● **Problem description**
How many lines below contain the word "bookProgress"? Answer with that number alone.

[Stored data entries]
◆ ◆ ◆
PR #111, opened 2025-12-23
Add setting to enable status bar display options

1991AcuraLegend:
Add setting toggle that allows status bar display options in EpubReader. 

Supported options would be as follows: 

- FULL: display as is today
- PROGRESS: display progress bar only
- BATTERY: display battery only
- NONE: hide status bar

### DIFF
--- a/src/activities/reader/EpubReaderActivity.cpp
+++ b/src/activities/reader/EpubReaderActivity.cpp
@@ -342,16 +342,15 @@ void EpubReaderActivity::renderContents(std::unique_ptr<Page> page) {
 void EpubReaderActivity::renderStatusBar() const {
   // determine visible status bar elements
   const bool showProgress = SETTINGS.statusBar == CrossPointSettings::STATUS_BAR_MODE::FULL;
-  const bool showBattery = SETTINGS.statusBar == CrossPointSettings::STATUS_BAR_MODE::NO_PROGRESS || SETTINGS.statusBar == CrossPointSettings::STATUS_BAR_MODE::FULL;
-  const bool showChapterTitle = SETTINGS.statusBar == CrossPointSettings::STATUS_BAR_MODE::NO_PROGRESS || SETTINGS.statusBar == CrossPointSettings::STATUS_BAR_MODE::FULL;
+  const bool showBattery = SETTINGS.statusBar == CrossPointSettings::STATUS_BAR_MODE::NO_PROGRESS ||
+                           SETTINGS.statusBar == CrossPointSettings::STATUS_BAR_MODE::FULL;
+  const bool showChapterTitle = SETTINGS.statusBar == CrossPointSettings::STATUS_BAR_MODE::NO_PROGRESS ||
+                                SETTINGS.statusBar == CrossPointSettings::STATUS_BAR_MODE::FULL;
 
   // height variable shared by all elements
   constexpr auto textY = 776;
-
-  // Left aligned battery icon and percentage
-  const uint16_t percentage = battery.readPercentage();
-  const auto percentageText = std::to_string(percentage) + "%";
-  const auto percentageTextWidth = renderer.getTextWidth(SMALL_FONT_ID, percentageText.c_str());
+  int percentageTextWidth = 0;
+  int progressTextWidth = 0;
 
   if (showProgress) {
     // Calculate progress in book
@@ -360,13 +359,17 @@ void EpubReaderActivity::renderStatusBar() const {
 
     // Right aligned text for progress counter
     const std::string progress = std::to_string(section->currentPage + 1) + "/" + std::to_string(section->pageCount) +
-                                "  " + std::to_string(bookProgress) + "%";
-    const auto progressTextWidth = renderer.getTextWidth(SMALL_FONT_ID, progress.c_str());
+                                 "  " + std::to_string(bookProgress) + "%";
+    progressTextWidth = renderer.getTextWidth(SMALL_FONT_ID, progress.c_str());
     renderer.drawText(SMALL_FONT_ID, GfxRenderer::getScreenWidth() - marginRight - progressTextWidth, textY,
                       progress.c_str());
   }
-  
+
   if (showBattery) {
+    // Left aligned battery icon and percentage
+    const uint16_t percentage = battery.readPercentage();
+    const auto percentageText = std::to_string(percentage) + "%";
+    percentageTextWidth = renderer.getTextWidth(SMALL_FONT_ID, percentageText.c_str());
     renderer.drawText(SMALL_FONT_ID, 20 + marginLeft, textY, percentageText.c_str());
 
     // 1 column on left, 2 columns on right, 5 columns of battery body
@@ -393,9 +396,7 @@ void EpubReaderActivity::renderStatusBar() const {
       filledWidth = batteryWidth - 5;  // Ensure we don't overflow
     }
     renderer.fillRect(x + 1, y + 1, filledWidth, batteryHeight - 2);
-
   }
-
 
   if (showChapterTitle) {
     // Centered chatper title text
--- a/src/activities/settings/SettingsActivity.cpp
+++ b/src/activities/settings/SettingsActivity.cpp
@@ -9,7 +9,7 @@
 
 // Define the static settings list
 namespace {
-constexpr int settingsCount = 4;
+constexpr int settingsCount = 5;
 const SettingInfo settingsList[settingsCount] = {
     // Should match with SLEEP_SCREEN_MODE
     {"Sleep Screen", SettingType::ENUM, &CrossPointSettings::sleepScreen, {"Dark", "Light", "Custom", "Cover"}},


src/activities/reader/EpubReaderActivity.cpp
```diff
@@ -334,69 +332,77 @@ void EpubReaderActivity::renderContents(std::unique_ptr<Page> page) {
...
-  renderer.drawLine(x + batteryWidth - 4, y, x + batteryWidth - 4, y + batteryHeight - 1);
-  renderer.drawLine(x + batteryWidth - 3, y + 2, x + batteryWidth - 1, y + 2);
-  renderer.drawLine(x + batteryWidth - 3, y + batteryHeight - 3, x + batteryWidth - 1, y + batteryHeight - 3);
-  renderer.drawLine(x + batteryWidth - 1, y + 2, x + batteryWidth - 1, y + batteryHeight - 3);
-
-  // The +1 is to round up, so that we always fill at least one pixel
-  int filledWidth = percentage * (batteryWidth - 5) / 100 + 1;
-  if (filledWidth > batteryWidth - 5) {
-    filledWidth = batteryWidth - 5;  // Ensure we don't overflow
+  if (Settings.statusBar && CrossPointSettings::STATUS_BAR_MODE::PROGRESS) {
```
daveallie: I don't think these are conditional checks are working the way you expect, currently it's evaluating , it should be:

```suggestion
  if (SETTINGS.statusBar == CrossPointSettings::STATUS_BAR_MODE::PROGRESS) {
```

Similar to the ones below.


Also, I believe this block should be running when in full mode as well.

It might make a bit more sense to assign a few bools above this logic to help make parsing a bit better:

```cpp
const bool showProgress = SETTINGS.statusBar == CrossPointSettings::STATUS_BAR_MODE::PROGRESS || SETTINGS.statusBar == CrossPointSettings::STATUS_BAR_MODE::FULL;
const bool showBattery = SETTINGS.statusBar != CrossPointSettings::STATUS_BAR_MODE::NONE;
const bool showChapterTitle = SETTINGS.statusBar != CrossPointSettings::STATUS_BAR_MODE::NONE;
```

src/activities/reader/EpubReaderActivity.cpp
```diff
@@ -334,69 +332,77 @@ void EpubReaderActivity::renderContents(std::unique_ptr<Page> page) {
...
-    titleWidth = renderer.getTextWidth(SMALL_FONT_ID, title.c_str());
-    while (titleWidth > availableTextWidth && title.length() > 11) {
-      title.replace(title.length() - 8, 8, "...");
-      titleWidth = renderer.getTextWidth(SMALL_FONT_ID, title.c_str());
+  
+  if (Settings.statusBar && CrossPointSettings::STATUS_BAR_MODE::BATTERY) {
+    // Left aligned battery icon and percentage
+    const uint16_t percentage = battery.readPercentage();
+    const auto percentageText = std::to_string(percentage) + "%";
+    const auto percentageTextWidth = renderer.getTextWidth(SMALL_FONT_ID, percentageText.c_str());
```
daveallie: We'll need to move the instantiation out of the `if` block so it can be used in the full block.

src/CrossPointSettings.cpp
```diff
@@ -1,31 +1,30 @@
...
-  File outputFile;
-  if (!FsHelpers::openFileForWrite("CPS", SETTINGS_FILE, outputFile)) {
-    return false;
-  }
-
+  std::ofstream outputFile(SETTINGS_FILE);
   serialization::writePod(outputFile, SETTINGS_FILE_VERSION);
   serialization::writePod(outputFile, SETTINGS_COUNT);
   serialization::writePod(outputFile, sleepScreen);
+  serialization::writePod(outputFile, statusBar);
```
daveallie: Regardless of where this setting is in the UI, it should go at the end of the file, please move this down a few lines. All new settings should get appended to avoid breaking people's existing settings

src/CrossPointSettings.cpp
```diff
@@ -56,6 +57,8 @@ bool CrossPointSettings::loadFromFile() {
   do {
     serialization::readPod(inputFile, sleepScreen);
     if (++settingsRead >= fileSettingsCount) break;
+    serialization::readPod(inputFile, statusBar);
+    if (++settingsRead >= fileSettingsCount) break;
```
daveallie: Similar, move to be the last setting in the file

src/CrossPointSettings.h
```diff
@@ -18,8 +18,13 @@ class CrossPointSettings {
   // Should match with SettingsActivity text
   enum SLEEP_SCREEN_MODE { DARK = 0, LIGHT = 1, CUSTOM = 2, COVER = 3 };
 
+  // Status bar display type enum
+  enum STATUS_BAR_MODE { NONE = 0, BATTERY = 1, PROGRESS = 2, FULL = 3 };
```
daveallie: imo (v happy to hear yours), we should change to be:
◆ ◆ ◆
● **Solution for this exercise**
2